Numerical Gymnastics Redux

Remember in my last post when I described that the reference encodings in the MPEG-1 audio conformance suite were stored as a list of 32-bit hex numbers in ASCII format? I just thought I would mention that that was only for the layer I encodings. The layer II encodings, for whatever reason, only have 1 byte per line in ASCII format. The layer III encodings are in a proper binary form, however.

Anyway…

Now that I am confident that the root mean square (RMS) tests pass, I need to decide how to store the samples and in which numerical precision and format the RMS will be computed. At first I reasoned that, since the 24-bit integer, 32-bit integer, and 32-bit float precisions all yielded passing results, any should work. However, before I got enough precision in the FFmpeg output, the 32-bit float precision failed where the other 2 still succeeded. This leads me to believe that the 32-bit float space would be the best precision to work with.

However, some tests reveal that either I’m doing something wrong, or FFmpeg has a bug in which it flips sign on individual samples when converting to a floating point format. My money is on the former (i.e., my mistake). However, I then realized that there is really no reason to ask FFmpeg to output floating point data from its various MPEG-1 audio decoders since they are all decoding to integers anyway. However, I do need to perform some configuration rework in order to compile FFmpeg in such a way that it will output 32-bit precision integers via configuration option vs. manual hacking.

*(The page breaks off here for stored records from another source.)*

Issue #84, opened 2015-12-14
Revamp Security Backend


DeathByTape:
Below is the proposal for revamping the Elide security backend. It will require *breaking* changes to the public-facing API and-- consequently-- will be rolled up into **Elide 2.0**. This is a working document. That is, I will keep this up-to-date with developments on progression plans.

# Current Limitations

Due to the current design of the security system, Elide faces problematic security limitations. These problems are not security vulnerabilities, but they disallow expression of certain security constraints. Moreover, they can also lead to confusion which is a show-stopper for effective security. That is, the best security rules are simple and clear making them less error-prone; the system executing these rules should also be clear in nature.

  1. **Fine-Grained Update Control.** At the moment, it is not feasible to specify controls on Updates based on type of modification. For instance, if a user should be able to add objects to a list but disallowed to remove any, this cannot be effectively expressed in the current system. As it stands, we broadly check "update" permissions. In our case, an update of empty list effectively removes all elements within a list.
  1. **Check Execution Reasoning.** In our current model, authorization check execution flow is determined dynamically at runtime based on a multitude of factors. In other words, the current system is trying to be "smart." Effectively, this makes reasoning about security checks far more difficult based upon when they would/should be executed.
  1. **Inability to control short-circuiting.** It is common practice in programming to perform a couple of cheap checks before an expensive one. If any of these cheaper checks fail, then you can avoid computing the expensive check. In our current system, the lack of control on check execution does not guarantee that such a thing can be done repeatedly.
  1. **`UserCheck`'s are tightly-coupled with security.** The notion of a `UserCheck` in practice is not strictly for security, but more of an optimization instead. As a result, their tight-coupling to the security system makes them confusing to work with and limits the expressiveness of the system.

# Solution

Below I have outlined the current state of our proposed solution. This solution comes from discussions with multiple sources and I suspect will further evolve through continued discourse before it is fully implemented. Again, I will keep this section up-to-date with the latest information as it's decided.

  1. **Fine-grained modification support.** We will update the `Check` interface to support `Changesets` for `Update` requests. In particular, the `Changeset` object (pseudo-code outlined below) will become a parameter describing the proposed modification to an object. This will allow `Check` writers to verify the type of data modifications permitted. This solves the problem of **Fine-Grained Update Control** mentioned above.
[...]

PR #94, opened 2015-12-28
Security Revamp

DeathByTape:
This is the first PR for the security revamp discussed here: https://github.com/yahoo/elide/issues/84. This reworks the code into the new proposed structure.

**NOTE:** This PR is still missing the actual calculation of Changesets (i.e. they're always null still in this code). I will work that into a different PR.


elide-core/src/main/java/com/yahoo/elide/annotation/UserPermission.java
```diff
@@ -0,0 +1,28 @@
...
+ */
+@Target({ElementType.TYPE})
+@Retention(RetentionPolicy.RUNTIME)
+public @interface UserPermission {
+    /**
+     * UserCheck's to run before evaluating additional checks on object
+     *
+     * @return
+     */
+    Class<? extends UserCheck>[] value() default {};
```
aklish: should user permissions have 'any' and 'all' like our other check annotations?

elide-core/src/main/java/com/yahoo/elide/core/FilterScope.java
```diff
@@ -26,19 +27,32 @@
...
         this.requestScope = requestScope;
         this.isAny = isAny;
 
         List<Check<T>> checks = new ArrayList<>(checkClasses.length);
+        List<UserCheck> userChecks = new ArrayList<>(userCheckClasses.length);
+        for (Class<? extends UserCheck> checkClass : userCheckClasses) {
+            try {
+                userChecks.add(checkClass.newInstance());
+            } catch (InstantiationException | IllegalAccessException e) {
+                userChecks.add(null);
```
aklish: Log an error and maybe we should throw a runtime exception (IllegalStateException) here.

elide-core/src/main/java/com/yahoo/elide/security/ChangeSpec.java
```diff
@@ -0,0 +1,22 @@
...
+import lombok.Getter;
+
+/**
+ * ChangeSpec for a particular field.
+ *
+ * @param <T> type parameter
+ */
+@AllArgsConstructor
+public class ChangeSpec<T> {
+    @Getter private final String parentType;
```
aklish: Why do we need this?  If it is a type, why is it a String?

elide-core/src/main/java/com/yahoo/elide/security/Check.java
```diff
@@ -15,9 +17,35 @@
...
+     *              they will not be deferred until commit time. That is, this is treated as an additional
+     *              <i>operation check</i> in the cases of Read and Delete permissions. Moreover, it is joined in
+     *              conjunction with the result from the proper operation check in such a scenario.
+     *
+     * @param object Fully modified object
+     * @param requestScope Request scope object
+     * @param changeSpec Summary of modifications
+     * @return true if allowed
+     */
+    default boolean ok(T object, RequestScope requestScope, Optional<ChangeSpec> changeSpec) {
```
aklish: I'm wondering if we should have different ok methods (rather than optional here) for cases where we need to check field level permissions.  The changeSpec only really makes sense for fields and relationships.

elide-core/src/main/java/com/yahoo/elide/security/PermissionManager.java
```diff
@@ -0,0 +1,278 @@
...
+    public static <A extends Annotation> ExtractedChecks extractChecks(Class<A> annotationClass, A annotation) {
+        Class<? extends Check>[] anyChecks;
+        Class<? extends Check>[] allChecks;
+        try {
+            anyChecks = (Class<? extends Check>[]) annotationClass
+                    .getMethod("any").invoke(annotation, (Object[]) null);
+            allChecks = (Class<? extends Check>[]) annotationClass
+                    .getMethod("all").invoke(annotation, (Object[]) null);
+        } catch (ReflectiveOperationException e) {
+            throw new InvalidSyntaxException("Unknown permission " + annotationClass.getName(), e);
```
aklish: Maybe log an error here.

elide-core/src/main/java/com/yahoo/elide/security/PermissionManager.java
```diff
@@ -0,0 +1,278 @@
...
+        }
+        if (anyChecks.length <= 0 && allChecks.length <= 0) {
+            throw new InvalidSyntaxException("Unknown permission " + annotationClass.getName());
```
aklish: Log an error?

elide-core/src/main/java/com/yahoo/elide/security/PermissionManager.java
```diff
@@ -0,0 +1,278 @@
...
+                                     Class<? extends Annotation> annotationClass,
+                                     boolean isFieldAware) {
+        if (resource.getRequestScope().getSecurityMode() == SecurityMode.BYPASS_SECURITY) {
+            return;
+        }
+
+        BiFunction<Check, Optional<ChangeSpec<?>>, Boolean> checkFn =
+                (check, changespec) -> check.ok(resource.getRequestScope(), changespec);
+
+        boolean shouldDefer = CreatePermission.class.equals(annotationClass)
```
aklish: I thought check deferral was going to be specified by the check writer.  Is that change coming in another PR?

elide-core/src/main/java/com/yahoo/elide/security/PermissionManager.java
```diff
@@ -0,0 +1,278 @@
...
+                                    boolean shouldDefer,
+                                    boolean isFieldAware,
+                                    BiFunction<Check, Optional<ChangeSpec<?>>, Boolean> checkFn) {
+        // TODO: Need to write field-aware checks.
+        for (Class<? extends Check> check : checks) {
+            Check checkHandler;
+            try {
+                checkHandler = check.newInstance();
+            } catch (InstantiationException | IllegalAccessException e) {
+                throw new InvalidSyntaxException("Illegal permission check " + check.getName(), e);
```
aklish: Log an error.

elide-core/src/main/java/com/yahoo/elide/security/PermissionManager.java
```diff
@@ -0,0 +1,278 @@
...
+            }
+
+            Boolean ok = checkFn.apply(checkHandler, changeSpec);
```
aklish: So if a check is deferred, shouldn't this not be run at this point?

elide-core/src/main/java/com/yahoo/elide/security/PermissionManager.java
```diff
@@ -0,0 +1,278 @@
...
+                log.debug("ForbiddenAccess {} {}#{}", check, resource.getType(), resource.getId());
+                throw new ForbiddenAccessException();
+            }
+
+            // Add check to a list for later execution
+            if (shouldDefer) {
+                // Hrm so much reliance on side-effects :(
+                // TODO: Hrm. If hashes don't match, this will probably be run far too many times...
+                commitChecks.add(() -> {
+                    executePermissions(checks,
```
aklish: I'm not sure about this.   In general, avoid recursion at all costs.   I think we need another non-recursive way to do this.    The other issue is that this will run the same checks multiple times.   I think a bit of refactoring is needed here.

elide-core/src/main/java/com/yahoo/elide/security/PermissionManager.java
DeathByTape: It is. I have this documented in Check interface, but basically if a user specifies a commit check for a read-check, it would be automatically deferred (which breaks the semantics of our current system).

In summary, deferred checks are only valid for `Update` and `Create` operations. If they specified such a check on a `Read` or `Delete`, then we execute it inline with the caveat that the data they're looking at may be incomplete.

elide-core/src/main/java/com/yahoo/elide/security/PermissionManager.java
```diff
@@ -0,0 +1,278 @@
...
+        try {
+            A annotation = dictionary.getAnnotation(resource, annotationClass);
+            if (annotation != null) {
+                ExtractedChecks extracted = extractChecks(annotationClass, annotation);
+                boolean isAny = extracted.getAnyChecks().length > 0;
+                Class<? extends Check>[] checks = (isAny) ? extracted.getAnyChecks() : extracted.getAllChecks();
+                runPermissionChecks(checks, isAny, resource, changeSpec, annotationClass, true);
+            }
+        } catch (ForbiddenAccessException e) {
+            // Ignore this and continue on to checking our fields
```
aklish: Why continue at this point if permission will be denied?

elide-core/src/main/java/com/yahoo/elide/security/PermissionManager.java
DeathByTape: This is not exactly straight-forward, I suppose.

The `Check` interface encapsulates 2 methods. One for `Commit` checks and one for `Operation` checks. The first time through, we *always* execute the operation check (which may be implemented as nothing but `true` to ignore its affects). The deferral variable determines whether or not we should queue up this check to execute its `commit` check method at a later time.

The reason for the `shouldDefer` in the first place is short-circuiting. If we always defer and we have an `any` check for a Read, for instance, then we would defer our decision until commit time even though we don't support commit checks for Reads.

elide-core/src/main/java/com/yahoo/elide/annotation/UserPermission.java
DeathByTape: Not sure if we landed on a decision for this. When we initially spoke about this, we discussed having user checks without the `any` and `all`, but I cannot remember at the moment if this was to protect us in some way. 

Off the top of my head, nothing sticks out at me as dangerous by adding this functionality.

elide-core/src/main/java/com/yahoo/elide/security/PermissionManager.java
```diff
@@ -0,0 +1,278 @@
...
+                runPermissionChecks(checks, isAny, resource, changeSpec, annotationClass, true);
+                // If this is an "any" check, then we're done. If it is an "all" check, we may have commit checks queued
+                // up. This means we really need to check additional fields and queue up those checks as well.
+                if (isAny) {
+                    return;
+                }
+            }
+        } catch (ForbiddenAccessException e) {
+            // Ignore this and continue on to checking our fields
+            anyPassing = false;
```
aklish: variable name is off here.  This could be set for 'all' checks too.

elide-core/src/main/java/com/yahoo/elide/security/PermissionManager.java
DeathByTape: This is not exactly true (there are two code paths in the function: `shouldDefer` and `!shouldDefer`), but it is possible to have repeats of the same commit checks depending on how lambdas are hashed.

For instance, this will certainly never cause the same `operation` check to be executed multiple times.

elide-core/src/main/java/com/yahoo/elide/optimization/UserCheck.java
```diff
@@ -3,17 +3,19 @@
...
  * Custom security access that verifies whether a user belongs to a role.
  * Permissions are assigned as a set of checks that grant access to the permission.
  *
- * @param <T> Type of record for Check
+ * NOTE: These checks are intended to be used for specific optimizations. That is, if the check
+ * only requires user-level information and can cover an entire entity. These only apply to at
+ * the entity-level. Field-level annotating of UserCheck's is not supported.
  */
-public interface UserCheck<T> extends Check<T> {
+public interface UserCheck {
```
aklish: Minor comment. Might be nice to change function name 'userPermission' to 'ok' to match other checks.

elide-core/src/main/java/com/yahoo/elide/core/RequestScope.java
```diff
@@ -128,7 +124,7 @@ protected RequestScope(
             JsonApiMapper mapper,
             Logger logger) {
         this(null, transaction, user, dictionary, mapper, logger);
-        this.deferredChecks = new LinkedHashSet<>();
+        this.commitChecks = new LinkedHashSet<>();
```
aklish: Why do we store commitChecks both here and inside PermissionManager?  Can we just have one location?

elide-core/src/main/java/com/yahoo/elide/annotation/UserPermission.java
aklish: FilterScope logic seems to imply the use of any and all still.  I think it makes sense to have.

elide-core/src/main/java/com/yahoo/elide/core/PersistentResource.java
```diff
@@ -1269,50 +1239,41 @@ protected void addInverseRelation(String relationName, Object relationValue) {
...
-        Class<? extends Check>[] allChecks;
-        try {
-            anyChecks = (Class<? extends Check>[]) annotationClass
-                    .getMethod("any").invoke(annotation, (Object[]) null);
-            allChecks = (Class<? extends Check>[]) annotationClass
-                    .getMethod("all").invoke(annotation, (Object[]) null);
-        } catch (ReflectiveOperationException e) {
-            throw new InvalidSyntaxException("Unknown permission " + annotationClass.getName(), e);
-        }
+        PermissionManager.ExtractedChecks checks = PermissionManager.extractChecks(annotationClass, annotation);
```
aklish: Can we obliterate this function from this class now that we have a 'PermissionManager'?  It would be nice to have similar logic all in one place.

elide-core/src/main/java/com/yahoo/elide/core/PersistentResource.java
```diff
@@ -1338,42 +1299,13 @@ protected void addInverseRelation(String relationName, Object relationValue) {
     }
 
     private <A extends Annotation> void checkFieldAwarePermissions(Class<A> annotationClass) {
-        requestScope.checkFieldAwarePermissions(annotationClass, this);
+        // TODO: Need ChangeSet support
+        requestScope.getPermissionManager().checkFieldAwarePermissions(this, null, annotationClass);
     }
 
     private <A extends Annotation> void checkFieldAwarePermissions(Class<A> annotationClass, String fieldName) {
-        requestScope.checkFieldAwarePermissions(annotationClass, this, fieldName);
```
aklish: Can we eliminate this function?

elide-core/src/main/java/com/yahoo/elide/core/PersistentResource.java
```diff
@@ -1338,42 +1299,13 @@ protected void addInverseRelation(String relationName, Object relationValue) {
     }
 
     private <A extends Annotation> void checkFieldAwarePermissions(Class<A> annotationClass) {
-        requestScope.checkFieldAwarePermissions(annotationClass, this);
```
aklish: Can we eliminate this function?

elide-core/src/main/java/com/yahoo/elide/core/PersistentResource.java
```diff
@@ -1269,50 +1239,41 @@ protected void addInverseRelation(String relationName, Object relationValue) {
...
-            resource.requestScope.checkPermissions(annotationClass, allChecks, ALL, resource);
+            resource.getRequestScope().getPermissionManager().checkPermissions(allChecks,
+                    ALL, resource, annotationClass);
         } else {
             throw new InvalidSyntaxException("Unknown permission " + annotationClass.getName());
         }
     }
 
-    static <A extends Annotation> FilterScope loadChecks(A annotation, RequestScope requestScope) {
+    static <A extends Annotation> FilterScope loadChecks(A annotation,
```
aklish: I don't think this belongs here.

elide-core/src/main/java/com/yahoo/elide/optimization/UserCheck.java
DeathByTape: Will do!

elide-core/src/main/java/com/yahoo/elide/core/RequestScope.java
DeathByTape: Good catch. This is actually an unused var-- an artifact of the old work around.

elide-core/src/main/java/com/yahoo/elide/security/ChangeSpec.java
DeathByTape: I am still thinking about this. This is both a weird name and type for this; when I say "parent" I mean parent of the field and not parent resource. Perhaps we should pass the resource directly? It's highly likely you could have collisions here.

Consider writing an ID check that does something special based on type. For instance, we allow ID 0 for object `X` and a 1 for object `Y`. The check could not then distinguish.

Perhaps the correct solution is to forget and require a separate check be written.

elide-core/src/main/java/com/yahoo/elide/core/PersistentResource.java
DeathByTape: We could, but as a personal opinion I think this makes the rest of the `PersistentResource` code easier to read. Rather than passing the hardcoded values in each time (i.e. `this` and `null`), we can let this function do the work instead.

elide-core/src/main/java/com/yahoo/elide/core/PersistentResource.java
DeathByTape: See comment below.

elide-core/src/main/java/com/yahoo/elide/optimization/UserCheck.java
DeathByTape: NOTE: This was completed. GitHub just doesn't hide this comment since the change is on a different line.

elide-core/src/main/java/com/yahoo/elide/security/PermissionManager.java
```diff
@@ -0,0 +1,464 @@
...
+    public static <A extends Annotation> ExtractedChecks extractChecks(Class<A> annotationClass, A annotation) {
+        Class<? extends Check>[] anyChecks;
+        Class<? extends Check>[] allChecks;
+        try {
+            anyChecks = (Class<? extends Check>[]) annotationClass
+                    .getMethod("any").invoke(annotation, (Object[]) null);
+            allChecks = (Class<? extends Check>[]) annotationClass
+                    .getMethod("all").invoke(annotation, (Object[]) null);
+        } catch (ReflectiveOperationException e) {
+            log.debug("Unknown permission: {}, {}", annotationClass.getName(), e);
```
aklish: Should be warn or error I think

elide-core/src/main/java/com/yahoo/elide/security/PermissionManager.java
```diff
@@ -0,0 +1,464 @@
...
+    /**
+     * Extracted checks.
+     */
+    @AllArgsConstructor
+    public static final class ExtractedChecks {
+        private final Class<? extends Check>[] anyChecks;
+        private final Class<? extends Check>[] allChecks;
+
+        @SuppressWarnings("unchecked")
+        public Class<? extends Check>[] getAllChecks() {
```
aklish: The name here is misleading.  Does it mean to return 100% of checks regardless of type OR does it mean to just return the 'all' checks?

elide-core/src/main/java/com/yahoo/elide/security/PermissionManager.java
```diff
@@ -0,0 +1,464 @@
...
+        Class<? extends UserCheck>[] anyChecks = userPermission.any();
+        Class<? extends UserCheck>[] allChecks = userPermission.all();
+        Class<? extends Annotation> annotationClass = userPermission.getClass();
+
+        if (anyChecks.length > 0) {
+            return new FilterScope(requestScope, CheckMode.ANY, anyChecks);
+        } else if (allChecks.length > 0) {
+            return new FilterScope(requestScope, CheckMode.ALL, allChecks);
+        } else {
+            log.debug("Unknown user permission '{}'", annotationClass.getName());
```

So my proposed testing process for the MPEG-1 audio conformance vectors is the following:

  • patch FFmpeg to allow for a –enable-audio-long configure option that will allow audio decoders to output higher precision audio (only applies to MPEG-1 decoders right now)
  • convert all of the encoded samples to proper binary files
  • convert all of the conformance vectors to s32le raw format; while this is 33% more data than is strictly necessary, I think it will be easier to process chunks of 32-bit data vs. 24-bit
  • stage the encoded samples and reference waves in the formal FATE suite
  • modify fate-script.py to honor a new command in the form of {RMS,$SAMPLES_PATH/wave-n-ref.s32le,37837.0} $BUILD_PATH/ffmpeg -i $SAMPLES_PATH/wave-n.mpg -f s32le -; the first parameter of the RMS special directive is the file of raw, 32-bit, signed, little endian data against which the command output must be compared, while the second parameter is the RMS threshold not to be exceeded (in this case, 232-15 / sqrt(12) = 37837, see last entry for explanation)
  • enter new FATE test specs

Now that I write it all out, however, I realize that it is not strictly necessary to get FFmpeg modified to output higher precision numbers since the 16-bit numbers, scaled up, will pass the 24- or 32-bit thresholds, per my empirical findings. This makes me wonder if I should store and read the data as 32-bit integers (and enable high precision from FFmpeg), but then convert the numbers to floating point for the RMS calculation. The performance impact would be negligible (getting all the numbers lined up in arrays still takes longer than doing floating point ops on them), and the test would be stricter and conceivably catch more problems. Then again, it may have been a math error on my part that caused the floating point test to fail while the 24- and 32-bit tests worked.

One more stipulation I (may) need to make in the final test: The reference wave always has considerably more samples (e.g., 65536) than FFmpeg decodes (e.g., 37632). I have been performing RMS along the length of the shorter wave and the test has been meeting threshold. I still don’t know if this is a discrepancy to worry about, but at the very least, I think I should add a provision in the ad-hoc {RMS} method that the decoded wave has to be at least half as long as the reference wave.